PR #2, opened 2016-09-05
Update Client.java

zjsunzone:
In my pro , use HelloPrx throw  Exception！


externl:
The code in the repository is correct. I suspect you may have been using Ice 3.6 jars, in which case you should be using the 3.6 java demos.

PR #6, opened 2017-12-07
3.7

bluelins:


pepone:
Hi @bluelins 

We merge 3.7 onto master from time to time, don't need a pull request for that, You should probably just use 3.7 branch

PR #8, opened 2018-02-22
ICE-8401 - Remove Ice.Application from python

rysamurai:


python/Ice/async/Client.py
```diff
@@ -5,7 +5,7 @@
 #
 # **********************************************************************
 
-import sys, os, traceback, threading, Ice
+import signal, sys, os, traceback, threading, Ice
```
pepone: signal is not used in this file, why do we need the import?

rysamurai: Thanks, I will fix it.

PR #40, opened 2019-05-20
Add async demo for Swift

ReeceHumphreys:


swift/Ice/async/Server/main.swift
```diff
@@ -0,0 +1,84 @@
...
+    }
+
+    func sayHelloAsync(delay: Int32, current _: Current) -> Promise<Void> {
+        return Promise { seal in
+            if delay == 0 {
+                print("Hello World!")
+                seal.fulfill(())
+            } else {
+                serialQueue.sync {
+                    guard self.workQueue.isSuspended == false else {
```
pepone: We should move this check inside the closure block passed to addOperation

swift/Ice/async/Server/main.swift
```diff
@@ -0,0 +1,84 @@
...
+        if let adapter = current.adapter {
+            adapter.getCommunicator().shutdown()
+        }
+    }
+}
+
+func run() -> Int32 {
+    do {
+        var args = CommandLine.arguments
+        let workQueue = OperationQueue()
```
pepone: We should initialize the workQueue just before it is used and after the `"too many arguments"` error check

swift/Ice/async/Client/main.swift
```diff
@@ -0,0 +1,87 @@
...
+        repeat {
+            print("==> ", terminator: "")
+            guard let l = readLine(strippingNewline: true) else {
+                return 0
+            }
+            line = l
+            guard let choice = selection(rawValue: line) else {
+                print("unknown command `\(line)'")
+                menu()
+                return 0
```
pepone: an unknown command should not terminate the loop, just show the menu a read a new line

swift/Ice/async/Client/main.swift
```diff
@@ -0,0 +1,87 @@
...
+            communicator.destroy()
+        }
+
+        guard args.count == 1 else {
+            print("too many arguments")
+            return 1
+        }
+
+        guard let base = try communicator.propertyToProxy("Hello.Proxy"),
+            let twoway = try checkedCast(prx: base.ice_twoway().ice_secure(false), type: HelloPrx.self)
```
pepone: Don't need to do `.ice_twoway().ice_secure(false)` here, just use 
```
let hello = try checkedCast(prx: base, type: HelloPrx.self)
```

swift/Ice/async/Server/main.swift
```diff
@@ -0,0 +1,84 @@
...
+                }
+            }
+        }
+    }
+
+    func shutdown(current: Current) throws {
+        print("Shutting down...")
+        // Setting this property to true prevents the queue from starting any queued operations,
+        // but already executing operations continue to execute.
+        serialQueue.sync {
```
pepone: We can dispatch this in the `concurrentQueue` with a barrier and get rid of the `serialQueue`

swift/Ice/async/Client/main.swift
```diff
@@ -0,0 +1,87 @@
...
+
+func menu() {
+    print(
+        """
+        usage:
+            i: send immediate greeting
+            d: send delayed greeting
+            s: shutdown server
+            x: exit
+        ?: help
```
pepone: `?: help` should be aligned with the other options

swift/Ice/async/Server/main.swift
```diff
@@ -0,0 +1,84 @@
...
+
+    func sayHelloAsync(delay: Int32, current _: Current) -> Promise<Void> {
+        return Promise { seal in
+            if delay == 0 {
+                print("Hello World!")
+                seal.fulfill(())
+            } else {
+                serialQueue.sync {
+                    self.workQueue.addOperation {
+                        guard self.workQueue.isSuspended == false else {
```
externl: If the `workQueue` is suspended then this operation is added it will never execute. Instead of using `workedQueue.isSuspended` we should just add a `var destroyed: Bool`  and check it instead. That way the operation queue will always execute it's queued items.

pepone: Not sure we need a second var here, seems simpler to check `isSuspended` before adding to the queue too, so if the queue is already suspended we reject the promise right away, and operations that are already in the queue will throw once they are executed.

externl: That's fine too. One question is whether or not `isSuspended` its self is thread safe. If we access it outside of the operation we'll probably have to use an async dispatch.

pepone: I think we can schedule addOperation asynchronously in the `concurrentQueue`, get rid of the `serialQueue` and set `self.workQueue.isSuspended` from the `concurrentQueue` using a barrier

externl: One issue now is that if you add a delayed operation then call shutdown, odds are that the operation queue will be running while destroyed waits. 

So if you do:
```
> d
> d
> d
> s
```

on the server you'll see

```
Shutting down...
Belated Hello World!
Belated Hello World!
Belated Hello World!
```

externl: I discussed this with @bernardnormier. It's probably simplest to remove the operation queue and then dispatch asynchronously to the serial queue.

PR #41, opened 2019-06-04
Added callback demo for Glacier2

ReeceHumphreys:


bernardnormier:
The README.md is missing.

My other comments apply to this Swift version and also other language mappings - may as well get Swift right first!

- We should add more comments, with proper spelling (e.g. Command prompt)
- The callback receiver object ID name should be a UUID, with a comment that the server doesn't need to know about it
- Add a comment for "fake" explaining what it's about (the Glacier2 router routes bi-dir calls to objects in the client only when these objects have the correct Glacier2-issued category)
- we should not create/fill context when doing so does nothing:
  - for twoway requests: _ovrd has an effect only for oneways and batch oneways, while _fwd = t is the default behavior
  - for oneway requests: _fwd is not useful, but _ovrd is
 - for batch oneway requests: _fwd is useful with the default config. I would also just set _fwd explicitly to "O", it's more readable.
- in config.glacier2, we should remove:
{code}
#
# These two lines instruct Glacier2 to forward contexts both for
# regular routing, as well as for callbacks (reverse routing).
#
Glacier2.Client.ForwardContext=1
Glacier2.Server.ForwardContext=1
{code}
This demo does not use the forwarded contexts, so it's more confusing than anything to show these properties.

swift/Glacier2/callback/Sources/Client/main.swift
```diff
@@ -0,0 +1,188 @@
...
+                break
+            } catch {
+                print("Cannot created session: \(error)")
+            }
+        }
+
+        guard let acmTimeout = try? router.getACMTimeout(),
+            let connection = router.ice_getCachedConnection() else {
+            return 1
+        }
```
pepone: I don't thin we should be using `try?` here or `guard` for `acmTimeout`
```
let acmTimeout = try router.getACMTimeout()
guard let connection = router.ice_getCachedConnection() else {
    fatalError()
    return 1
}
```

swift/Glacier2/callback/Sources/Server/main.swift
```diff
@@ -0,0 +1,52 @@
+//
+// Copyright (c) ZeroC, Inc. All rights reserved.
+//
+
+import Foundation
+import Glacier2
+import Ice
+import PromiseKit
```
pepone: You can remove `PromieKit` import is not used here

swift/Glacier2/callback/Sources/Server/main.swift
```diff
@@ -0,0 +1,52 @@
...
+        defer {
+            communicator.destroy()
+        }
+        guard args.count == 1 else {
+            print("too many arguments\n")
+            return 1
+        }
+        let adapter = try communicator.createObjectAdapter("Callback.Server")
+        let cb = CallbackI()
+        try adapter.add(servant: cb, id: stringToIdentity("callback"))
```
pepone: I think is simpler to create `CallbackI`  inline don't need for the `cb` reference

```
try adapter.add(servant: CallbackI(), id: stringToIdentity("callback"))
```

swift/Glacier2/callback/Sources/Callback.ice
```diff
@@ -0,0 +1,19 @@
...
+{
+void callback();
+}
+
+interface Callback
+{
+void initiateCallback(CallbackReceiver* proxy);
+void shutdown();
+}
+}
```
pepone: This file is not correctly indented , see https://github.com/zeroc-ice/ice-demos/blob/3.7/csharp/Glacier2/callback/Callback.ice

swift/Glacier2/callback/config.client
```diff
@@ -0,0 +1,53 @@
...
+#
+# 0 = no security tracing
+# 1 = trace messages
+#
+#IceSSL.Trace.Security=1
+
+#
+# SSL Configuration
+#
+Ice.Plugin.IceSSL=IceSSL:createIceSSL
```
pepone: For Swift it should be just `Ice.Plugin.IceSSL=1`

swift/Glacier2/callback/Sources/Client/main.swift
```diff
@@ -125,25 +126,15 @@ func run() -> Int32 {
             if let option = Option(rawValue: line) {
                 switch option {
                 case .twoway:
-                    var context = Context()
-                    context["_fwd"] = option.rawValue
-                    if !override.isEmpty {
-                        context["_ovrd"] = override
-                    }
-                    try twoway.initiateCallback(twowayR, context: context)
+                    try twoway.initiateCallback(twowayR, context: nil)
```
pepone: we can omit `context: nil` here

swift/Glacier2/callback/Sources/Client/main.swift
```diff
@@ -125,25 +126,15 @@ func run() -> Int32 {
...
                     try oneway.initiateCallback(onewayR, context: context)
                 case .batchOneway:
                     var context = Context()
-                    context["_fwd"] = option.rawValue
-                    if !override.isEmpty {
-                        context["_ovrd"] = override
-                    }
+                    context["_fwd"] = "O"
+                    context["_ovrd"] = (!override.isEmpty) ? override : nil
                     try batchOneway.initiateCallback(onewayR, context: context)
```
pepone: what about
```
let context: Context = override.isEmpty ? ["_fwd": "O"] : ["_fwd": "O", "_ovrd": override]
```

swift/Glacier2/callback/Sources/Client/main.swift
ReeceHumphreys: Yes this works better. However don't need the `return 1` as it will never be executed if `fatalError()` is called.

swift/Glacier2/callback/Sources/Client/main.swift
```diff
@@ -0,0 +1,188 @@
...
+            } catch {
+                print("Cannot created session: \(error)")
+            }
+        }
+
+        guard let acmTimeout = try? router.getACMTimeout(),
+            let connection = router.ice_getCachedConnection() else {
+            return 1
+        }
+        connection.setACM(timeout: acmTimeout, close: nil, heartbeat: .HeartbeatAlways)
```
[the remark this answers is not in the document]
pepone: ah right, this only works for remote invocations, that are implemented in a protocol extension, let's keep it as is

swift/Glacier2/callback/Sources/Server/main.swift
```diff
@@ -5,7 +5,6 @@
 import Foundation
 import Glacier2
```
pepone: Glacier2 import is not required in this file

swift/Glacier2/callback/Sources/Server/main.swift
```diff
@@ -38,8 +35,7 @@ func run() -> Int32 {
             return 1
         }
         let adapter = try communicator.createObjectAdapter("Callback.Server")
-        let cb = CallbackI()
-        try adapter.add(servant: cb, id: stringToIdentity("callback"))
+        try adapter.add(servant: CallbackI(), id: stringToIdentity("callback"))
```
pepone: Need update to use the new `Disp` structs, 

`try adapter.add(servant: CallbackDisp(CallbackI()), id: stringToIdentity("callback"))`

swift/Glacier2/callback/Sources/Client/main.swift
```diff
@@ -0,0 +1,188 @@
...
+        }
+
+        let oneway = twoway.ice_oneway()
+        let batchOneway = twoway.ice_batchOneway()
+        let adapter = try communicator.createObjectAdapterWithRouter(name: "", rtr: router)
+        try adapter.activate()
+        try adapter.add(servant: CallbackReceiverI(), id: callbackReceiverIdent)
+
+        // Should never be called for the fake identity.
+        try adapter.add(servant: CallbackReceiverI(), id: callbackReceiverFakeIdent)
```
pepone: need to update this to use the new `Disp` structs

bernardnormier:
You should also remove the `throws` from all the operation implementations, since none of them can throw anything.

==*==

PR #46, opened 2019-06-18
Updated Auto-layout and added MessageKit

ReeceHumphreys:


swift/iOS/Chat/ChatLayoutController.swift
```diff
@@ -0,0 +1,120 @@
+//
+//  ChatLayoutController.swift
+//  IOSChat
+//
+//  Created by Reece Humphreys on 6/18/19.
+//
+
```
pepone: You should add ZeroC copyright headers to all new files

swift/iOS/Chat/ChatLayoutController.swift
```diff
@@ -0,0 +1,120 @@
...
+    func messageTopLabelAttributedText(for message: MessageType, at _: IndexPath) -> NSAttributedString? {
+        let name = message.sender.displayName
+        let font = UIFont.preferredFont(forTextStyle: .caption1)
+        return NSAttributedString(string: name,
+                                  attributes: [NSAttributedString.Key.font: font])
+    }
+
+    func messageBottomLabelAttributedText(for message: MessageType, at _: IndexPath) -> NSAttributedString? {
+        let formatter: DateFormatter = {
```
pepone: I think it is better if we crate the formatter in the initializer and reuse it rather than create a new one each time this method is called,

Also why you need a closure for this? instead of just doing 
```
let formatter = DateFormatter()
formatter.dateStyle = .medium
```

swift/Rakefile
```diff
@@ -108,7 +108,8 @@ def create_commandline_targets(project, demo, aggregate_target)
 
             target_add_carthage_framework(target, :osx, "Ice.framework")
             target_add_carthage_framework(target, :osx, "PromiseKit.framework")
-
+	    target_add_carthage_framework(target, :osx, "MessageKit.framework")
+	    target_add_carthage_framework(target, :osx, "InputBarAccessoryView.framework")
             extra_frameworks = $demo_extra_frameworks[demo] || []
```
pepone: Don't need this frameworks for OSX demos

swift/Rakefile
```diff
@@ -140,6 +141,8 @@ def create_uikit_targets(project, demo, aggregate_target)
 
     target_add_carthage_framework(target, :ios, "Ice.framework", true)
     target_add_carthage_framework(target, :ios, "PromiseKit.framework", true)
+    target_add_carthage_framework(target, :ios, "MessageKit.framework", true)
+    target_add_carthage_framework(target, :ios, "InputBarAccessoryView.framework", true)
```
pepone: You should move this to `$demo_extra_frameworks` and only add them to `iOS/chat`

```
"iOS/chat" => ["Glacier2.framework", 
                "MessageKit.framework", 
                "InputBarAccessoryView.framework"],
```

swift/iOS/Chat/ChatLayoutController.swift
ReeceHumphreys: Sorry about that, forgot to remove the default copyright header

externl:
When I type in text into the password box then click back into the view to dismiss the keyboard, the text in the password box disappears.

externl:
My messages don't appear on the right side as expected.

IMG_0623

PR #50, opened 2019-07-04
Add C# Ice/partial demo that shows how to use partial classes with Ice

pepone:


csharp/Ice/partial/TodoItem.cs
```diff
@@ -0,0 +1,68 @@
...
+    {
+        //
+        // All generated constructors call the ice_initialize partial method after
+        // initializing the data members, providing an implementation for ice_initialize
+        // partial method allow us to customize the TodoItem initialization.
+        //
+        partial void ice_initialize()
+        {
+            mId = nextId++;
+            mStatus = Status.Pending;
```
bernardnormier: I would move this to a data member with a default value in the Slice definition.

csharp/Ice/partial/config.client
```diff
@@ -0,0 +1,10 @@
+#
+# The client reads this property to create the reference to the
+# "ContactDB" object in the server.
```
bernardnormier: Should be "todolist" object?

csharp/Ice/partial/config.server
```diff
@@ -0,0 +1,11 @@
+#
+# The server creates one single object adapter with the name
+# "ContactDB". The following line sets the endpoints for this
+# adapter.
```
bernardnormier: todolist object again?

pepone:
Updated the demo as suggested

==*==

Looking at the entries above, state the number of lines that contain "default" and add nothing more.

• _RESULT BELOW_: 4